After Huang Chang's death, the manual was lost initially. Later, it reemerged in the wulin and became a highly coveted object among martial artists and clans seeking to achieve supremacy. To resolve the dispute over ownership, the leading figures of the wulin convened a martial arts contest on Mount Hua. Wang Chongyang, the founder of the Quanzhen Sect, emerged victorious and claimed the manual. He subsequently prohibited his followers from studying it.

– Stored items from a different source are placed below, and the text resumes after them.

PR #9547, opened 2016-10-24
fix reading of environment attribute in resource_aws_opsworks_application

fmasuhr:
Reading the `environment` attribute for a `resource_aws_opsworks_application` currently does not update the state correctly.

Due to a wrong value passed to the `Set` method it will return an error:

```
environment.0.secure: '' expected type 'bool', got unconvertible type '*string'
```

Sadly there is no error handling implemented which caused the method to just ignore it and continue.

### DIFF
--- a/builtin/providers/aws/resource_aws_opsworks_application.go
+++ b/builtin/providers/aws/resource_aws_opsworks_application.go
@@ -400,12 +400,7 @@ func resourceAwsOpsworksSetApplicationEnvironmentVariable(d *schema.ResourceData
 			data["value"] = *config.Value
 		}
 		if config.Secure != nil {
-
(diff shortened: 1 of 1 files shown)


stack72:
Hi @fmasuhr 

Thanks for the work here - please can you give me some thoughts on how I can test this functionality? Can you update one of the acceptance tests with the correct expected result?

Thanks

Paul

mitchellh:
Hello! I'm going through `waiting-response` labeled issues and closing issues that haven't been responded to with a meaningful response in at least 2+ weeks. If this is still an issue, please open a new issue so we can start anew. Feel free to reference this existing issue to make a link between the two. Thanks!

After Wang Chongyang's death, the manual was divided, copied, and misinterpreted as it passed through the hands of various individuals such as Huang Yaoshi, Ouyang Feng, Chen Xuanfeng, and Mei Chaofeng. In some cases, incomplete understanding of the principles in the first volume led to practitioners using distorted or harmful forms of the skills in the second volume.

The manual ultimately comes into the possession of Guo Jing, the protagonist of The Legend of the Condor Heroes. He is one of the few characters who are able to successfully integrate the manual's teachings and improve their prowess in martial arts. Elements of the text are subsequently preserved or concealed, including within the Heaven-Reliant Sword as mentioned in The Heaven Sword and Dragon Saber.

== Scholarly studies ==
The Jiuyin Zhenjing has attracted attention in scholarly studies of wuxia literature, in which it is interpreted as a plot device representing the synthesis of martial arts philosophy, Taoist thought, and moral order.

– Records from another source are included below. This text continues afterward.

PR #9558, opened 2016-10-24
Add "gox" to the Makefile's tools section.

kwilczynski:

### DIFF
--- a/Makefile
+++ b/Makefile
@@ -8,6 +8,7 @@ tools:
 	go get -u github.com/kardianos/govendor
 	go get -u golang.org/x/tools/cmd/stringer
 	go get -u golang.org/x/tools/cmd/cover
+	go get -u github.com/mitchellh/gox
 
 # bin generates the releaseable binaries for Terraform
 bin: fmtcheck generate


kwilczynski:
@stack72 over to you 🚀 . I added it as it trips me every time. I hope it's fine with you.

catsby:
Fwiw, `gox` should be installed when `scripts/build.sh` is invoked... is that not happening for you?

kwilczynski:
@catsby oh! I haven't used this script before. My workflow usually as:

- git clone ...
- make tools
- make test / acctest
- make dev (or for build a specific provider)

Should I move over to the `build.sh`?

catsby:
Sorry for not being clear–

`$ make dev` invokes `$(CURDIR)/scripts/build.sh`, so you don't directly use it.

catsby:
```
$ which gox
/Users/clint/Projects/Go/bin/gox

$ rm $(which gox)

$ which gox
gox not found

$ make dev
2016/10/24 12:27:47 Generated command/internal_plugin_list.go
==> Removing old directory...
==> Installing gox...
==> Building...
Number of parallel builds: 3

-->    darwin/amd64: github.com/hashicorp/terraform

==> Results:
total 255216
-rwxr-xr-x  1 clint  staff   125M Oct 24 12:28 terraform
```

You could argue that it should be in `make tools`, though I don't think it's really necessary. I could say better if I knew the impetus of this pr, were you hitting errors?

kwilczynski:
@catsby Blimey. I must have done something wrong, as this clearly works as it says on the tin. 

Apologies for the unnecessary commotion :(

catsby:
Well, it's only unnecessary if there is no actual problem. If you'r e hitting something please let us know!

Scholars such as John Christopher Hamm note that martial arts manuals in Jin Yong's novels function as more than just technical texts. They also symbolise authority over cultural knowledge and legitimacy in the wulin. In this context, the Jiuyin Zhenjing represents both the pinnacle of martial prowess and the potential dangers of misusing martial arts, particularly when there is the absence of an ethical foundation.

Similarly, Anna Holmwood and Jianying Zha observed that Jin Yong's novels integrate elements of traditional Chinese philosophy into narratives. The Jiuyin Zhenjings emphasis on balancing yin and yang and harmonising neijia and waijia shows how broader themes in Taoist and classical Chinese thought are adapted into a fictional framework. Within this framework, the division between "orthodox" and "unorthodox" martial arts can be interpreted as an exploration of the relationship between power and ethics. The manual's structure, which juxtaposes internal cultivation with external techniques, reinforces the idea that technical mastery without moral grounding leads to instability or self-destruction.

Scholars also interpret the widespread conflict over the manual as a reflection of power struggles, with the wulin serving as an allegorical space for contesting authority and legitimacy. As Hamm noted, such power struggles over achieving supremacy in martial prowess mirror historical concerns with the control and transmission of cultural capital in Chinese society.

In a 2012 article published in the Taiwan Medical Journal, traditional Chinese medicine (TCM) physician and scholar Zhou Minlang, argued that the Jiuyin Zhenjing can serve as a metaphor for understanding TCM principles, particularly the concept of combining herbs.